*Problem requirements*
Nothing should change. Output the data exactly.
══ Information provided ══
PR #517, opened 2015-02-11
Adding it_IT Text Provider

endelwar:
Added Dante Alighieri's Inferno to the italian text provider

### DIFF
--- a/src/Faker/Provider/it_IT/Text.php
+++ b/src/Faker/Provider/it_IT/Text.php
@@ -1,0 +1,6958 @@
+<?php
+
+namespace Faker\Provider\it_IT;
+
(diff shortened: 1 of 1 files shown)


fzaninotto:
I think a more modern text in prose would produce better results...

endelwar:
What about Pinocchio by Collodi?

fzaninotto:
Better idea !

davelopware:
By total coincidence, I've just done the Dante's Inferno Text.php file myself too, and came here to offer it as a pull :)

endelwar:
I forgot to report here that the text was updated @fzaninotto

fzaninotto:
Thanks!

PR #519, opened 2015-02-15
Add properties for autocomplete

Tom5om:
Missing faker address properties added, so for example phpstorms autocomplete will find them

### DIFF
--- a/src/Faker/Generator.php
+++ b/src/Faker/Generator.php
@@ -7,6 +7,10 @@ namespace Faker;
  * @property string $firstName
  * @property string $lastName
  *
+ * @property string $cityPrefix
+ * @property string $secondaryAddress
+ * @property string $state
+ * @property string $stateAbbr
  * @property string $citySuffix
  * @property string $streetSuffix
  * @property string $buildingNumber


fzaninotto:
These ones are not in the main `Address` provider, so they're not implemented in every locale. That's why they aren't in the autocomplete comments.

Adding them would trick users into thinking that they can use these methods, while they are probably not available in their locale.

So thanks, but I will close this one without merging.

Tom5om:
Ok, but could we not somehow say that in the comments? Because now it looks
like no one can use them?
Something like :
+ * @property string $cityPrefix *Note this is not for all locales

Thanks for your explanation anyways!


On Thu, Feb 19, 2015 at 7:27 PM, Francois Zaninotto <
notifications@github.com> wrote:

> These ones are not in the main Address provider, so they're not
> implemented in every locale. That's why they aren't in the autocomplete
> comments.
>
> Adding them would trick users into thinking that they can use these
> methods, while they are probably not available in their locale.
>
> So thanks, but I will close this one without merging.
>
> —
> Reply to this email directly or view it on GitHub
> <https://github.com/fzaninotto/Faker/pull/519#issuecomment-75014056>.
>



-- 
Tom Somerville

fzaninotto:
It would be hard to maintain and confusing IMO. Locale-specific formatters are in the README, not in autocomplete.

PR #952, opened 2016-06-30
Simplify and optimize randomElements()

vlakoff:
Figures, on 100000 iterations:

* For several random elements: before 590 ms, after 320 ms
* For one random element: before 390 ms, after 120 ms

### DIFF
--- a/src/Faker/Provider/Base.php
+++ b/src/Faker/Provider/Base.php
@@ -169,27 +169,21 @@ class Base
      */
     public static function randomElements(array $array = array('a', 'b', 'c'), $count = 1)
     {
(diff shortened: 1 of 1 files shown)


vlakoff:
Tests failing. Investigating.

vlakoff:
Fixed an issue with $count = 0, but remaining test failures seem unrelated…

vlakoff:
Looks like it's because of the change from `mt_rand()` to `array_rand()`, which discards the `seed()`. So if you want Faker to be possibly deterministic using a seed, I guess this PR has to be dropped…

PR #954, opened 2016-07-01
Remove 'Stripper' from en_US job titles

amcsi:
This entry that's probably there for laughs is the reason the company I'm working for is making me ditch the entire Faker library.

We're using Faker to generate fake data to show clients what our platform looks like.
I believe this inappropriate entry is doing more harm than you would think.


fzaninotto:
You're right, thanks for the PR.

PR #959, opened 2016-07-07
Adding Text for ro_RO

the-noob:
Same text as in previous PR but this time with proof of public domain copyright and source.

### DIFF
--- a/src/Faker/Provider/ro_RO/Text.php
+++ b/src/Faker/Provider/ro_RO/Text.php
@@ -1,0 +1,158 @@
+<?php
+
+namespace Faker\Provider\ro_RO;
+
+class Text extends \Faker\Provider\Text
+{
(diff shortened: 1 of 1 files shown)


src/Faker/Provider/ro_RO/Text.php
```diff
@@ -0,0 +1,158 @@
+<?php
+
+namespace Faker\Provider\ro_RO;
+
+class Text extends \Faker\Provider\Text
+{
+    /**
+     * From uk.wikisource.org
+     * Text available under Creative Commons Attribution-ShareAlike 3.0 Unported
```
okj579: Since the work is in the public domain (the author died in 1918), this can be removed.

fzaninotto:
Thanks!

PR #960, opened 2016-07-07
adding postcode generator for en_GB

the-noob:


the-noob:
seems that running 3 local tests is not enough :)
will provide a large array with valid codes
═══
*Result*
PR #517, opened 2015-02-11
Adding it_IT Text Provider

endelwar:
Added Dante Alighieri's Inferno to the italian text provider

### DIFF
--- a/src/Faker/Provider/it_IT/Text.php
+++ b/src/Faker/Provider/it_IT/Text.php
@@ -1,0 +1,6958 @@
+<?php
+
+namespace Faker\Provider\it_IT;
+
(diff shortened: 1 of 1 files shown)


fzaninotto:
I think a more modern text in prose would produce better results...

endelwar:
What about Pinocchio by Collodi?

fzaninotto:
Better idea !

davelopware:
By total coincidence, I've just done the Dante's Inferno Text.php file myself too, and came here to offer it as a pull :)

endelwar:
I forgot to report here that the text was updated @fzaninotto

fzaninotto:
Thanks!

PR #519, opened 2015-02-15
Add properties for autocomplete

Tom5om:
Missing faker address properties added, so for example phpstorms autocomplete will find them

### DIFF
--- a/src/Faker/Generator.php
+++ b/src/Faker/Generator.php
@@ -7,6 +7,10 @@ namespace Faker;
  * @property string $firstName
  * @property string $lastName
  *
+ * @property string $cityPrefix
+ * @property string $secondaryAddress
+ * @property string $state
+ * @property string $stateAbbr
  * @property string $citySuffix
  * @property string $streetSuffix
  * @property string $buildingNumber


fzaninotto:
These ones are not in the main `Address` provider, so they're not implemented in every locale. That's why they aren't in the autocomplete comments.

Adding them would trick users into thinking that they can use these methods, while they are probably not available in their locale.

So thanks, but I will close this one without merging.

Tom5om:
Ok, but could we not somehow say that in the comments? Because now it looks
like no one can use them?
Something like :
+ * @property string $cityPrefix *Note this is not for all locales

Thanks for your explanation anyways!


On Thu, Feb 19, 2015 at 7:27 PM, Francois Zaninotto <
notifications@github.com> wrote:

> These ones are not in the main Address provider, so they're not
> implemented in every locale. That's why they aren't in the autocomplete
> comments.
>
> Adding them would trick users into thinking that they can use these
> methods, while they are probably not available in their locale.
>
> So thanks, but I will close this one without merging.
>
> —
> Reply to this email directly or view it on GitHub
> <https://github.com/fzaninotto/Faker/pull/519#issuecomment-75014056>.
>



-- 
Tom Somerville

fzaninotto:
It would be hard to maintain and confusing IMO. Locale-specific formatters are in the README, not in autocomplete.

PR #952, opened 2016-06-30
Simplify and optimize randomElements()

vlakoff:
Figures, on 100000 iterations:

* For several random elements: before 590 ms, after 320 ms
* For one random element: before 390 ms, after 120 ms

### DIFF
--- a/src/Faker/Provider/Base.php
+++ b/src/Faker/Provider/Base.php
@@ -169,27 +169,21 @@ class Base
      */
     public static function randomElements(array $array = array('a', 'b', 'c'), $count = 1)
     {
(diff shortened: 1 of 1 files shown)


vlakoff:
Tests failing. Investigating.

vlakoff:
Fixed an issue with $count = 0, but remaining test failures seem unrelated…

vlakoff:
Looks like it's because of the change from `mt_rand()` to `array_rand()`, which discards the `seed()`. So if you want Faker to be possibly deterministic using a seed, I guess this PR has to be dropped…

PR #954, opened 2016-07-01
Remove 'Stripper' from en_US job titles

amcsi:
This entry that's probably there for laughs is the reason the company I'm working for is making me ditch the entire Faker library.

We're using Faker to generate fake data to show clients what our platform looks like.
I believe this inappropriate entry is doing more harm than you would think.


fzaninotto:
You're right, thanks for the PR.

PR #959, opened 2016-07-07
Adding Text for ro_RO

the-noob:
Same text as in previous PR but this time with proof of public domain copyright and source.

### DIFF
--- a/src/Faker/Provider/ro_RO/Text.php
+++ b/src/Faker/Provider/ro_RO/Text.php
@@ -1,0 +1,158 @@
+<?php
+
+namespace Faker\Provider\ro_RO;
+
+class Text extends \Faker\Provider\Text
+{
(diff shortened: 1 of 1 files shown)


src/Faker/Provider/ro_RO/Text.php
```diff
@@ -0,0 +1,158 @@
+<?php
+
+namespace Faker\Provider\ro_RO;
+
+class Text extends \Faker\Provider\Text
+{
+    /**
+     * From uk.wikisource.org
+     * Text available under Creative Commons Attribution-ShareAlike 3.0 Unported
```
okj579: Since the work is in the public domain (the author died in 1918), this can be removed.

fzaninotto:
Thanks!

PR #960, opened 2016-07-07
adding postcode generator for en_GB

the-noob:


the-noob:
seems that running 3 local tests is not enough :)
will provide a large array with valid codes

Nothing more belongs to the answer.